Through Hezbollah’s 2006 war with Israel, which it launched at a moment when it was under pressure to join the reconciliation process, it had made clear its militias would control the questions of war and peace. And then through countless refusals and blocking measures, it steadily paralysed the nation’s power sharing institutions.

In this, it found a loyal ally — corruption. As the paralysed state withered away, politicians of all backgrounds feasted on its remains. By 2019, the country had been left with no genuinely functioning institution apart from Hezbollah. One after the other these failed until the Central Bank was exposed as having engaged in financial engineering, prompting a 90% devaluation.

The scenes that followed — mile-long queues for fuel, hospitals in crisis and power outages — were the backdrop to the 2020 explosion. For a few weeks, symbolised briefly in a dramatic visit by President Macron, it seemed that public anger might force a change. Then it was lost, and all that remained was a simple question: is the political system completely broken — or is it just the players?

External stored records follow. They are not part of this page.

PR #390, opened 2026-05-29
test(install): cover downgrade by reinstalling an older version

zeroshade:
## Summary

Adds `TestReinstallDowngradeVersion` to `cmd/dbc/install_test.go`, mirroring the existing `TestReinstallUpdateVersion` but exercising the opposite direction: install latest, then reinstall pinned to an older version.

Before this change, no test verified that downgrading a driver:

1. Removes the previously-installed newer version (including its install directory)
2. Lays down the older version's files on disk
3. Leaves the driver discoverable via the manifest

The conflict-and-replace path (`Removed conflicting driver: …`) was only covered for upgrades (1.0.0 → 1.1.0). This adds symmetric coverage for downgrades (1.1.0 → 1.0.0), exercising the same code path with the version comparison reversed.

## Test plan

```
$ go test -run 'TestSubcommandsEnv/TestReinstall(Update|Downgrade)Version' -v ./cmd/dbc/...
=== RUN   TestSubcommandsEnv/TestReinstallDowngradeVersion
=== RUN   TestSubcommandsEnv/TestReinstallUpdateVersion
--- PASS: TestSubcommandsEnv (0.01s)
    --- PASS: TestSubcommandsEnv/TestReinstallDowngradeVersion (0.01s)
    --- PASS: TestSubcommandsEnv/TestReinstallUpdateVersion (0.00s)
PASS
```

`go vet ./cmd/dbc/...` is clean.

## Notes

The expected install directory for v1.0.0 is `test-driver-1/` (not `test-driver-1.0/`) because the directory name is derived from the tarball filename (`test-driver-1.tar.gz` for v1.0.0, `test-driver-1.1.tar.gz` for v1.1.0) per `config.InstallDriver`. No fixture changes are needed.

### DIFF
--- a/cmd/dbc/install_test.go
+++ b/cmd/dbc/install_test.go
@@ -99,20 +99,20 @@ func (suite *SubcommandTestSuite) TestReinstallUpdateVersion() {
 }
 
 func (suite *SubcommandTestSuite) TestReinstallDowngradeVersion() {
-	m := InstallCmd{Driver: "test-driver-1"}.
+	m := InstallCmd{Driver: "test-driver-1", Level: suite.configLevel}.
 		GetModelCustom(testBaseModel())
 	suite.validateOutput("\r[✓] searching\r\n[✓] downloading\r\n[✓] installing\r\n[✓] verifying signature\r\n",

Today, some insist that the confessional system — a Maronite President, a Sunni Prime Minister, a Shia Speaker of Parliament, with parliamentary seats split between religions — no longer functions and needs to be replaced with federalisation, with each sect running its own enclave. Others claim there is no alternative to the current system, meaning the problem is really with the politicians. Like those south of the border furiously debating abstract one- or two-state “solutions”, there is an odd symmetry here.

The entire Levant feels stuck. The Lebanese, the Israelis and the Palestinians have been cornered by the same actors. The first is Iran, building up Hezbollah, to the point it is essentially a state, and Hamas, until it could strike deep inside Israel. The second are a caste of tribal politicians who, when they are not fanatics, are fantastically short-sighted or corrupt.

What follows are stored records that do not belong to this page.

PR #392, opened 2026-06-10
docs: add new drivers and languages

ianmcook:
This catches up the dbc docs with what's recently been added to [columnar.tech/dbc](https://columnar.tech/dbc).


amoeba (approved):
Thanks for doing this.

PR #399, opened 2026-06-30
fix(wasm): driver discovery on Windows hosts

### LINKED ISSUE #396: WASM: complete Windows-host support for @columnar-tech/dbc-wasm
Tracks finishing Windows-host support for the `@columnar-tech/dbc-wasm` package (introduced in #395). Linux and macOS are validated in CI; Windows is experimental and **dropped from the WASM CI matrix** until the issue below is resolved.

## Fixed on the way (already on the branch / in #395)
- **Env-size overflow:** `boot.cjs` no longer forwards the full `process.env` into the wasm runtime. A GitHub Actions Windows env is large enough to overflow `wasm_exec.js`'s combined argv+env size cap, making `go.run()` throw before startup. Now only the vars `GOOS=js` needs are forwarded (`HOME`/`XDG_*`/`TMPDIR`), via `curateGoEnv()`.
- **Temp dir:** `GOOS=js` `os.TempDir()` reads only `$TMPDIR` (else `/tmp`, missing on Windows). `curateGoEnv()` maps `TMPDIR` from `%TMPDIR%||%TEMP%||%TMP%` and normalizes backslashes.

With those, the Windows runtime boots and `install()` completes.

## Remaining blocker
`listInstalled()` returns `[]` on Windows even though `install()` wrote the manifest. Repro (from the WASM windows-latest smoke):

- `installDir` contains `test-driver-1.toml` at the top level (confirmed via Node `fs.readdirSync`).
- `dbc.listInstalled(installDir)` → `config.FindDriverConfigsIn(\"C:/.../installDir\")` → `loadDir` → returns no drivers.

Switching `loadDir` from `fs.Glob(os.DirFS(dir), \"*.toml\")` to `os.ReadDir(dir)` did **not** help (identical empty result), so it's not the `os.DirFS` abstraction. Leading hypothesis: under `GOOS=js`, a normalized drive-letter path like `C:/Users/...` is not treated as absolute (`filepath.IsAbs` is false on the unix-like js target), so the runtime's path resolution for discovery diverges from where `install` actually wrote. Needs Go-side, syscall-level diagnostics on a real Windows runner (os.Stat/ReadDir/Open results + the exact resolved path inside `loadDir`).

## Action
- [ ] Re-add `windows-latest` to `.github/workflows/wasm.yml` once discovery works.
- [ ] Pin down the `GOOS=js` + Windows drive-path resolution behavior in `config` driver discovery.
- [ ] Decide whether the loader should canonicalize Windows locations to a wasm-fs-absolute form before handing them to Go.

zeroshade:
## Summary

- Fix `listInstalled` returning empty on Windows hosts when running via WASM. The root cause is Go's js/wasm `syscall.Open` rejecting `O_DIRECTORY` (Node.js doesn't expose `fs.constants.O_DIRECTORY` on Windows), which breaks `os.ReadDir`/`os.DirFS`/`fs.Glob`.
- Split `loadDir` into build-tagged files: `loaddir_js.go` uses `os.Open` + `File.ReadDir` (avoids `O_DIRECTORY`); `loaddir_other.go` keeps the original `os.DirFS` + `fs.Glob` path.
- Re-enable `windows-latest` in the WASM CI workflow.

Closes #396

## Test plan

- [x] `node packages/npm-wasm/test/smoke.cjs` passes on Windows (install + listInstalled + uninstall round-trip)
- [x] `node packages/npm-wasm/test/worker.test.cjs` passes on Windows
- [x] `go test ./config/...` passes natively on Windows
- [x] `go vet ./config/...` passes for both `GOOS=js` and native targets
- [x] CI passes on all three platforms (ubuntu, macos, windows)

🤖 Generated with [Claude Code](https://claude.com/claude-code)

### DIFF
--- a/.github/workflows/wasm.yml
+++ b/.github/workflows/wasm.yml
@@ -55,10 +55,7 @@ jobs:
     strategy:
       fail-fast: false
       matrix:
-        # windows-latest is intentionally excluded: the WASM Windows-host path is
-        # experimental and not yet passing (driver discovery under GOOS=js — see
-        # https://github.com/columnar-tech/dbc/issues/396). Re-add when fixed.
-        os: [ 'ubuntu-latest', 'macos-latest' ]
+        os: [ 'ubuntu-latest', 'macos-latest', 'windows-latest' ]
     steps:
       - uses: actions/checkout@de0fac2e4500dabe0009e67214ff5f5447ce83dd # v6.0.2
         with:
--- a/config/config.go
+++ b/config/config.go
@@ -148,28 +148,6 @@ func EnsureLocation(cfg Config) (string, error) {
 	return loc, nil
 }
 
-func loadDir(dir string) (map[string]DriverInfo, error) {
-	if _, err := os.Stat(dir); err != nil {
-		return nil, err
-	}
-
-	ret := make(map[string]DriverInfo)
-
-	fsys := os.DirFS(dir)
-	matches, _ := fs.Glob(fsys, "*.toml")
-	for _, m := range matches {
-		p := filepath.Join(dir, m)
-		di, err := loadDriverFromManifest(filepath.Dir(p), filepath.Base(p))
-		if err != nil {
-			continue
-		}
-
-		di.FilePath = filepath.Dir(p)
-		ret[di.ID] = di
-	}
-	return ret, nil
-}
-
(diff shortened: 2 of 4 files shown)


amoeba (approved):
This seems fine. The two variants share enough code that we could extract just the platform-variable part but this is simple and it works.

PR #435, opened 2026-07-22
chore: update fallback driver docs URLs

ianmcook:


ianmcook:
Do we still need these hard-coded? Should we add the docs URLs for all the other known drivers?

amoeba:
We don't need this functionality any more. The CDN now validates on commit and in CI that every driver in the CDN has a documentation URL. I'll merge this and pull the fallback functionality out.

amoeba (approved):

PR #447, opened 2026-07-27
fix: improve error message for locking failures

### LINKED ISSUE #446: errors about lockfiles in dbc install/uninstall when not running with sudo/admin
When I try to uninstall a driver in an unprivileged PowerShell shell. I get an error about access being denied to a lock file:

```
PS > dbc uninstall --level system foo
  Error: another dbc operation is in progress: fslock: open C:\Program Files\ADBC\Drivers\.dbc.install.lock: open C:\Program
  Files\ADBC\Drivers\.dbc.install.lock: Access is denied.
```

I think this error would be misleading and we should instead err about a permissions issue instead. May be related to https://github.com/columnar-tech/dbc/issues/445.

This also happens on macOS so I assume Linux as well.

Environment:
- dbc 0.3.0
- Windows 11, macOS

amoeba:
Certain dbc subcommands use filesystem locks to avoid problems related to running multiple copies of dbc at the same time. The locking mechanism currently doesn't distinguish between a real locking failure and not being able to create the lock file in the first place. This can happen if the user tries to run a command like `dbc install --level system foo` without admin privs.

This PR adds a specialized error `ErrLockContended` for lock contention that our fslock implementation can use as a sentinel error and wraps existing calls in a helper function `acquireLock` that is responsible for handling errors from fslock and printing something more useful to the user than what's currently printed. Additionally, the new, more helpful error also suggests trying the command again with the appropriate mechanism for the user's operating system.

Closes https://github.com/columnar-tech/dbc/issues/446

### DIFF
--- a/cmd/dbc/add.go
+++ b/cmd/dbc/add.go
@@ -27,7 +27,6 @@ import (
 	"charm.land/lipgloss/v2"
 	"github.com/Masterminds/semver/v3"
 	"github.com/columnar-tech/dbc/config"
-	"github.com/columnar-tech/dbc/internal/fslock"
 	"github.com/columnar-tech/dbc/internal/jsonschema"
 	"github.com/pelletier/go-toml/v2"
 )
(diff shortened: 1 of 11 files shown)


zeroshade (approved):
lgtm

zeroshade (approved):
lgtm

amoeba:
Thanks!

As Israel spiralled into four elections in five years, culminating in an attempted judicial coup that split society along secular and religious lines, it became clear that these are two nations with conjoined fates. Israeli politics, despite its classic electoral system, has deep resemblances to Lebanon’s confessional politics, with secular, settler, ultra-Orthodox and Arab parties all competing for resources for their “sector”. Former President Reuven Rivlin is more explicit, once referring to them as Israeli “tribes” — with their own towns, parties and corners of the country.

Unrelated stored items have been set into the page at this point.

Issue #50, opened 2025-09-18
Idea: Add options to install drivers for other platforms


amoeba:
Right now when you install a driver, dbc looks at your GOOS and GOOARCH to determine what driver to go look for. It might be useful if users can install drivers for another combo, such as running dbc on windows-arm and installing windows-amd64 drivers (for eventual running under windows-amd64 programs)

wbeardall:
Is this still under consideration? The feature would be very useful for our build pipelines!

zeroshade:
It's definitely on our roadmap, but I do not currently have a timeline for when we will be developing it. We definitely accept contributions though!

wbeardall:
Hopefully the above is helpful :)
Have also added a follow-up PR for `dbc list`, addressing potential confusion due to aliasing host- and cross-platform drivers in the printed summary [#467](https://github.com/columnar-tech/dbc/pull/467)

zeroshade:
sorry for the delay here, been busy with a bunch of other things. Gonna take a look and review these now. Thanks for your patience!

wbeardall:
No worries! Thanks for considering the contribution :)

PR #466, opened 2026-08-22
feat: added optional platform selection for driver install

wbeardall:
## Summary

This is a contribution in response to [Issue #50](https://github.com/columnar-tech/dbc/issues/50)

The idea is to expand platform resolution, enabling users to install drivers which target non-host platforms when using the `dbc install` command.

## Goals and Constraints

- Do not change default `dbc install` behaviour; non-host always opt-in
- WASM lib invocations are unmodified; the WASM / JS interface does not expose platform selection, as this PR is only intended to target 
- Non-host targets are validated ASAP during CLI parse; this does mean that the set of accepted platforms is hard-coded in `platform.go`, worth considering in case someone ends up adding weird and wonderful supported platforms to the CDN
- Selected platforms are *not* validated against the available set of platforms for the specific driver requested (e.g. someone requests `windows_arm64` for `sqlite`. In this case, the standard `Error: no package found for platform 'windows_arm64'` path occurs.

## Potential Concerns and Considerations

The main concern I have currently is that `dbc list` reads installed manifests without confirming that the driver is actually installed *for the host machine*. This has the potential for user confusion, as they might have a non-host driver installed, and assume that the entry in `dbc list` means that they can use that driver with ADBC now!

I deliberately haven't changed the `dbc list` behaviour, because it has the potential for a bigger direct impact on user experience than the rest of this PR. That said, this is how I'd go about modifying `dbc list`:

1. Add a `--all-platforms` flag to the `dbc list command`
2. In absence of this flag, `dbc list` should filter out any drivers without a host lib explicitly linked in the `<driver>.toml`, and then print exactly as current
3. With the `--all-platforms` flag, the `dbc list` table would expand with another `PLATFORM` column, with the host platform being marked explicitly (e.g. `linux_amd64 (*)`)

I've put together a follow-up [PR #467](https://github.com/columnar-tech/dbc/pull/467) implementing this. 

### `config/platform_test.go` (new file)

TestPlatformUnmarshalText
  - All six valid tuples unmarshal successfully
  - Invalid tuples fail with "unknown platform" and list valid values
TestPlatformResolve
  - Empty Platform resolves to PlatformTuple() (host)
  - Explicit linux_amd64 resolves to itself
 
### `config/config_api_test.go`

TestInstallDriver/records_explicit_platform_in_manifest
  - InstallDriver with linux_amd64 keys Driver.shared under that tuple
  - Shared lib file exists on disk
  - Host platform key is empty when it differs from requested platform

### `cmd/dbc/main_test.go`

TestInstallInvalidPlatformRejectedAtParse
  - dbc install --platform noos_noarch mysql fails at argv parse
  - Error contains "unknown platform" and "valid values are:"
TestInstallHelpMentionsVersionConstraints (extended)
  - Help output includes --platform

### `cmd/dbc/install_test.go`

TestInstallWithPlatform (SubcommandTestSuite)
  - End-to-end CLI install with Platform: linux_amd64
  - Success output, manifest keyed under linux_amd64, file on disk
  - Host platform key absent when it differs from requested platform

### `client_methods_test.go`

TestClientInstall/installs_driver_for_explicit_platform
  - Client.Install(..., config.Platform("linux_amd64")) succeeds
  - Shared path recorded under requested platform key

### Updated Tests

TestClientInstall, TestClientUninstall, TestInstallDriver/success,
TestInstallDriver/invalid_tarball — updated for new Install/InstallDriver signatures

## Notes

- Code style: I couldn't see any specific precommit / lint-staged / etc. configurations, so I've not `gofmt`-ed the PR specifically!
- Tests all pass on my machine :)

### DIFF
--- a/client_methods_test.go
+++ b/client_methods_test.go
@@ -119,15 +119,25 @@ func TestClientInstall(t *testing.T) {
 	}
 
 	t.Run("installs driver successfully", func(t *testing.T) {
-		manifest, err := c.Install(t.Context(), cfg, "test-driver-1")
+		manifest, err := c.Install(t.Context(), cfg, "test-driver-1", "")
 		require.NoError(t, err)
 		require.NotNil(t, manifest)
 		assert.Equal(t, "test-driver-1", manifest.DriverInfo.ID)
 		assert.NotNil(t, manifest.DriverInfo.Version)
 	})
 
+	t.Run("installs driver for explicit platform", func(t *testing.T) {
+		const platform = "linux_amd64"
+		manifest, err := c.Install(t.Context(), cfg, "test-driver-1", config.Platform(platform))
+		require.NoError(t, err)
+		require.NotNil(t, manifest)
+		sharedPath := manifest.DriverInfo.Driver.Shared.Get(platform)
+		assert.NotEmpty(t, sharedPath)
+		assert.FileExists(t, sharedPath)
+	})
+
 	t.Run("returns error for nonexistent driver", func(t *testing.T) {
-		_, err := c.Install(t.Context(), cfg, "nonexistent-driver")
+		_, err := c.Install(t.Context(), cfg, "nonexistent-driver", "")
 		assert.Error(t, err)
 		assert.Contains(t, err.Error(), "nonexistent-driver")
 	})
@@ -144,7 +154,7 @@ func TestClientUninstall(t *testing.T) {
 			Location: tmpDir,
 		}
 
-		_, err := c.Install(t.Context(), cfg, "test-driver-1")
+		_, err := c.Install(t.Context(), cfg, "test-driver-1", "")
 		require.NoError(t, err)
 
 		manifestPath := filepath.Join(tmpDir, "test-driver-1.toml")
--- a/cmd/dbc/install.go
+++ b/cmd/dbc/install.go
@@ -66,6 +66,7 @@ type InstallCmd struct {
 	// URI    url.URL `arg:"-u" placeholder:"URL" help:"Base URL for fetching drivers"`
 	Driver             string             `arg:"positional,required" help:"Driver to install, optionally with a version constraint (for example: mysql, mysql=0.1.0, mysql>=1,<2)"`
 	Level              config.ConfigLevel `arg:"-l" help:"Config level to install to (user, system)"`
+	Platform           config.Platform    `arg:"--platform" placeholder:"TUPLE" help:"Platform tuple to install for (e.g. linux_amd64). Defaults to the host platform."`
 	Json               bool               `arg:"--json" help:"Print output as JSON instead of plaintext"`
 	JsonStreamProgress bool               `arg:"--json-stream-progress" help:"Stream progress events as JSON lines (implies --json)"`
 	NoVerify           bool               `arg:"--no-verify" help:"Allow installation of drivers without a signature file"`
@@ -89,6 +90,7 @@ func (c InstallCmd) GetModelCustom(baseModel baseModel) tea.Model {
 	}
 	return progressiveInstallModel{
 		Driver:             c.Driver,
+		platform:           c.Platform.Resolve(),
 		NoVerify:           c.NoVerify,
 		jsonOutput:         c.Json || c.JsonStreamProgress,
 		jsonStreamProgress: c.JsonStreamProgress,
@@ -111,12 +113,12 @@ func (c InstallCmd) GetModel() tea.Model {
 	return c.GetModelCustom(defaultBaseModel())
 }
 
-func verifySignature(m config.Manifest, noVerify bool) error {
+func verifySignature(m config.Manifest, platform string, noVerify bool) error {
 	if m.Files.Driver == "" || noVerify {
 		return nil
 	}
 
-	path := filepath.Dir(m.Driver.Shared.Get(config.PlatformTuple()))
+	path := filepath.Dir(m.Driver.Shared.Get(platform))
 
 	lib, err := os.Open(filepath.Join(path, m.Files.Driver))
 	if err != nil {
@@ -215,6 +217,7 @@ type progressiveInstallModel struct {
 	baseModel
 
 	Driver             string
+	platform           string
 	VersionInput       *semver.Version
 	NoVerify           bool
 	jsonOutput         bool
@@ -353,8 +356,8 @@ func (m progressiveInstallModel) FinalOutput() string {
 			installStatus.Message = m.postInstallMessage
 		}
 
-		if !m.insecureNoChecksum && m.installedDriverInfo.Driver.Shared.Get(config.PlatformTuple()) != "" {
-			driverPath := m.installedDriverInfo.Driver.Shared.Get(config.PlatformTuple())
+		if !m.insecureNoChecksum && m.installedDriverInfo.Driver.Shared.Get(m.platform) != "" {
+			driverPath := m.installedDriverInfo.Driver.Shared.Get(m.platform)
 			chksum, err := checksum(driverPath)
 			if err != nil && m.jsonOutput {
 				return marshalEnvelope("error", jsonschema.ErrorResponse{
@@ -415,14 +418,14 @@ func (m progressiveInstallModel) searchForDriver(list []dbc.Driver) (tea.Model, 
 	return m, func() tea.Msg {
 		if vers != nil {
 			vers.IncludePrerelease = m.Pre
-			pkg, err := d.GetWithConstraint(vers, config.PlatformTuple())
+			pkg, err := d.GetWithConstraint(vers, m.platform)
 			if err != nil {
 				return err
 			}
 			return pkg
 		}
 
-		pkg, err := d.GetPackage(nil, config.PlatformTuple(), m.Pre)
+		pkg, err := d.GetPackage(nil, m.platform, m.Pre)
 		if err != nil {
 			if !m.Pre && !d.HasNonPrerelease() {
 				for _, cfg := range config.Get() {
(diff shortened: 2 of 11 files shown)


zeroshade:
The failing CI for windows is because windows has different behavior on install, using a registry key rather than a toml file on disk, which is handled in `config/dirs_windows.go`. The `CreateManifest` function in that file is still hardcoding the host platform tuple instead of using the passed in one. Specifically:

```go
// config/dirs_windows.go:321
setKeyMust(dkey, "driver", driver.Driver.Shared.Get(PlatformTuple()))
```

Of course, that won't be sufficient to fix the problem. We don't currently persist the platform tuple in the windows registry with the rest of the manifest. It just has a single `driver` string value in it and assumes that is the default path and will always return the `defaultPath` for any requested tuple. 

So you have to modify the registry usage most likely so that we persist an equivalent to the platformMap into the registry manifest we use.

cmd/dbc/install.go
zeroshade, line 307: you need to also update this method to check the platform in addition to the version so that we don't report a driver is already installed if you're installing for a different platform than what is currently installed.

config/platform.go
```diff
@@ -0,0 +1,69 @@
...
+// Valid platform tuples as in https://dbc-cdn.columnar.tech/index.yaml
+// Please keep up-to-date with the registry index!
+var validPlatformTuples = []string{
+	"linux_amd64",
+	"linux_arm64",
+	"macos_amd64",
+	"macos_arm64",
+	"windows_amd64",
+	"windows_arm64",
+}
```
zeroshade, line 36: At minimum, this should get expanded to cover everything that could be produced by https://github.com/columnar-tech/dbc/blob/d85580c53c8bac9228c62801144f1a533870b7c8/config/config.go#L42-L65

i.e. this is missing `freebsd`, `openbsd`, `linux_x86`, `linux_powerpc64le`, `unknown_wasm64` and others. 

If we don't add those platforms here, then a plain `dbc install` would work on FreeBSD or a x86 host, but `dbc install --platform freebsd_amd64` would get rejected. This list shouldn't be kept in line with the registry index (since we already have handling to report when a driver can't be found for a given platform) instead. We should probably just duplicate the platform validation from the stdlib internal package, something like this:

```go
// validPairs maps GOOS to its allowed GOARCH architectures.
// Sourced directly from Go's official internal/platform list.
var validPairs = map[string]map[string]bool{
	"aix":       {"ppc64": true},
	"android":   {"386": true, "amd64": true, "arm": true, "arm64": true},
	"darwin":    {"amd64": true, "arm64": true},
	"dragonfly": {"amd64": true},
	"freebsd":   {"386": true, "amd64": true, "arm": true, "arm64": true, "riscv64": true},
	"illumos":   {"amd64": true},
	"ios":       {"amd64": true, "arm64": true},
	"js":        {"wasm": true},
	"wasip1":    {"wasm": true},
	"linux": {
		"386": true, "amd64": true, "arm": true, "arm64": true,
		"loong64": true, "mips": true, "mips64": true, "mips64le": true,
		"mipsle": true, "ppc64": true, "ppc64le": true, "riscv64": true, "s390x": true,
	},
	"netbsd":  {"386": true, "amd64": true, "arm": true, "arm64": true},
	"openbsd": {"386": true, "amd64": true, "arm": true, "arm64": true},
	"plan9":   {"386": true, "amd64": true, "arm": true},
	"solaris": {"amd64": true},
	"windows": {"386": true, "amd64": true, "arm": true, "arm64": true},
}

// IsValidPlatform verifies if a GOOS/GOARCH combination is compilation-ready.
func IsValidPlatform(platformTuple string) bool {
    goos, goarch, found := strings.Cut(platformTuple, "_")
    if !found {
        return false
    }
	goos = strings.ToLower(strings.TrimSpace(goos))
	goarch = strings.ToLower(strings.TrimSpace(goarch))

	archs, osExists := validPairs[goos]
	if !osExists {
		return false
	}
	return archs[goarch]
}
```

Obviously doing the swap from darwin -> macos and whatever else we need.

cmd/dbc/install.go
```diff
@@ -470,7 +473,7 @@ func (m progressiveInstallModel) startInstalling(downloaded *os.File) (tea.Model
 	if m.isLocal {
 		driverName := strings.TrimSuffix(
 			strings.TrimSuffix(filepath.Base(m.Driver), ".tar.gz"), ".tgz")
-		parts := strings.Split(driverName, "_"+config.PlatformTuple()+"_")
+		parts := strings.Split(driverName, "_"+m.platform+"_")
```
zeroshade, line 476: this can cause a problem now.

If you did `dbc install ./foo_linux_amd64_1.0.0.tar.gz` on macOS, the manifest would record `foo_linux_amd64` as the whole driver name and record it as a macOS driver unless you explicitly pass `--platform linux_amd64` when doing the local package install. Should we at least attempt to try to derive the platform from the file name first?

cmd/dbc/install_test.go
```diff
@@ -629,3 +629,26 @@ func (suite *SubcommandTestSuite) TestInstallJSON_AlreadyInstalledChecksumFailur
 	suite.Require().NoError(json.Unmarshal(errEnv.Payload, &errPayload))
 	suite.Equal("install_failed", errPayload.Code, "expected install_failed error code")
 }
+
+func (suite *SubcommandTestSuite) TestInstallWithPlatform() {
+	const platform = "linux_amd64"
```
zeroshade, line 634: when this test runs on a linux_amd64 host, it doesn't use the cross-platform branch at all and isn't testing anything useful. Make sure that the tuple we use for this test is guaranteed to differ from `PlatformTuple()` at runtime

client_methods_test.go
```diff
@@ -119,15 +119,25 @@ func TestClientInstall(t *testing.T) {
...
-		manifest, err := c.Install(t.Context(), cfg, "test-driver-1")
+		manifest, err := c.Install(t.Context(), cfg, "test-driver-1", "")
 		require.NoError(t, err)
 		require.NotNil(t, manifest)
 		assert.Equal(t, "test-driver-1", manifest.DriverInfo.ID)
 		assert.NotNil(t, manifest.DriverInfo.Version)
 	})
 
+	t.Run("installs driver for explicit platform", func(t *testing.T) {
+		const platform = "linux_amd64"
```
zeroshade, line 130: same comment as elsewhere, change this so that `platform` is guaranteed to not match the host `PlatformTuple()` at runtime regardless of where this is run.

client_methods_test.go
```diff
@@ -119,15 +119,25 @@ func TestClientInstall(t *testing.T) {
...
 	t.Run("installs driver successfully", func(t *testing.T) {
-		manifest, err := c.Install(t.Context(), cfg, "test-driver-1")
+		manifest, err := c.Install(t.Context(), cfg, "test-driver-1", "")
 		require.NoError(t, err)
 		require.NotNil(t, manifest)
 		assert.Equal(t, "test-driver-1", manifest.DriverInfo.ID)
 		assert.NotNil(t, manifest.DriverInfo.Version)
 	})
 
+	t.Run("installs driver for explicit platform", func(t *testing.T) {
```
zeroshade, line 129: Since the subtests here all share the `tmpDir` and `cfg` this test is running against state left by the preceding "installs driver successfully" test. We should probably give this it's own `t.TempDir()` in this subtest

config/platform_test.go
```diff
@@ -0,0 +1,55 @@
...
+		"darwin_arm64", // wrong OS name
+		"linux", // missing arch
+		"junk", // invalid name
+	    "LINUX_AMD64", // wrong case
+	}
+	for _, tuple := range invalid {
+		var p Platform
+		err := p.UnmarshalText([]byte(tuple))
+		assert.ErrorContains(t, err, "unknown platform")
+		assert.ErrorContains(t, err, "valid values are:")
```
zeroshade, line 48: include `tuple` in the message so that if something fails, we'll at least know which input failed.

Also, add `assert.Empty(t, p)`

config/platform.go
```diff
@@ -0,0 +1,69 @@
...
+
+func ValidPlatformTuples() []string {
+	return slices.Clone(validPlatformTuples)
+}
```
zeroshade, line 40: nothing is calling this, let's drop this. we don't need it.

cmd/dbc/install.go
zeroshade, line 320: we should add the platform to this so that the JSON output (using `--json`) will also get the platform information for what was installed.

zeroshade (changes requested):
Overall this looks good but there's a structural issue with the behavior.

A cross-platform re-install when a version differs would end up orphaning the original installation. You'll have to re-work how we handle re-installation with cross-platform installs.

Currently, dbc assumes only one platform is ever installed at a time for a given driver. So `InstallDriver` below *always* builds a fresh manifest and sets the platform and driverPath, replacing the manifest rather than merging and leveraging the driverMap to hold all the installed platforms. You'll have to change this behavior, and we'll have to decide what we want the behavior to be for the following cases, assuming the user already has Driver D installed, for platform A at version X:

1. User installs Driver D for platform B at version X
2. User installs Driver D for platform A at version Y
3. User installs Driver D for platform B at version Y

Currently, in this PR, all three cases would result in a manifest that only references one platform at one version, potentially leaving behind the extracted tarball from the previous platform without the manifest referencing it for Uninstall to remove. 

@amoeba how do you envision each of the scenarios above *should* result when using the platform option for `dbc install`? 

Conversely, if a user does `dbc uninstall` should it remove for *all* platforms? Or do we need to add a `--platform` option to uninstall as well?

cmd/dbc/install.go
wbeardall: Thanks for the catch on this!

The civil strife that so weakened Israel before October 7 came from Netanyahu pitting these “tribes” against each other. In other words, he did the most dangerous thing you can do in Levantine politics. In the months before the Hamas massacres, the Israeli press was full of warnings of “civil war”, as commentators feared just how “Lebanese” the clash over the judiciary could get. My fear was that Israeli politics would become a sequence of “rioting” tribes, with Haredim refusing to serve in the army and settlers refusing orders in the West Bank. Not the Lebanese frontlines of the Seventies, but its paralysed present beckoned.

Both Israel and Lebanon’s failed politics conspired to give Hamas and Hezbollah their chance on October 7, opening up the prospect of a much wider war. If this does happen, the fate of Gaza, Tel Aviv and Beirut will again be shared — this time in even greater destruction. Hezbollah, with 150,000 rockets, can overpower Israel’s Iron Dome, leading to the kind of destruction its cities have been spared. Meanwhile, Israel’s retaliation, which officials warn would “destroy Lebanon”, could turn parts of it into Gaza.

The last time I stood at the Lebanese border, from the south, I was struck by how the same trees and hills just continued, unperturbed. I have often fantasised about what it would be like to drive north from Israel, past the Roman temples, Crusader castles, and the sites of recent wars to visit Beirut — my own private fantasy of peace. I used to feel sure I would do it one day. Today, I am not so sure.

Ben Judah is a senior fellow at the Atlantic Council, and the author of ‘This is London’.